INSTRUCTIONS TO FOLLOW -
Return the entries below precisely, omitting nothing.

*** Opening of INFORMATION GIVEN ***

PR #331, opened 2021-02-15
refactor(Timer): Switch to a more human readable format

### LINKED ISSUE #319: Make epoch timer "e.g 00:00:02:33" more clear and less confusing by specifying the labels "hhs, mins" etc
The epoch time is too confusing and it is difficult to tell what the numbers represent, minutes get confused with hours etc

evgenyboxer:
Fixes #319

### DIFF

*** Close of INFORMATION GIVEN ***

EXERCISE OUTPUT -
PR #331, opened 2021-02-15
refactor(Timer): Switch to a more human readable format

### LINKED ISSUE #319: Make epoch timer "e.g 00:00:02:33" more clear and less confusing by specifying the labels "hhs, mins" etc
The epoch time is too confusing and it is difficult to tell what the numbers represent, minutes get confused with hours etc

evgenyboxer:
Fixes #319

### DIFF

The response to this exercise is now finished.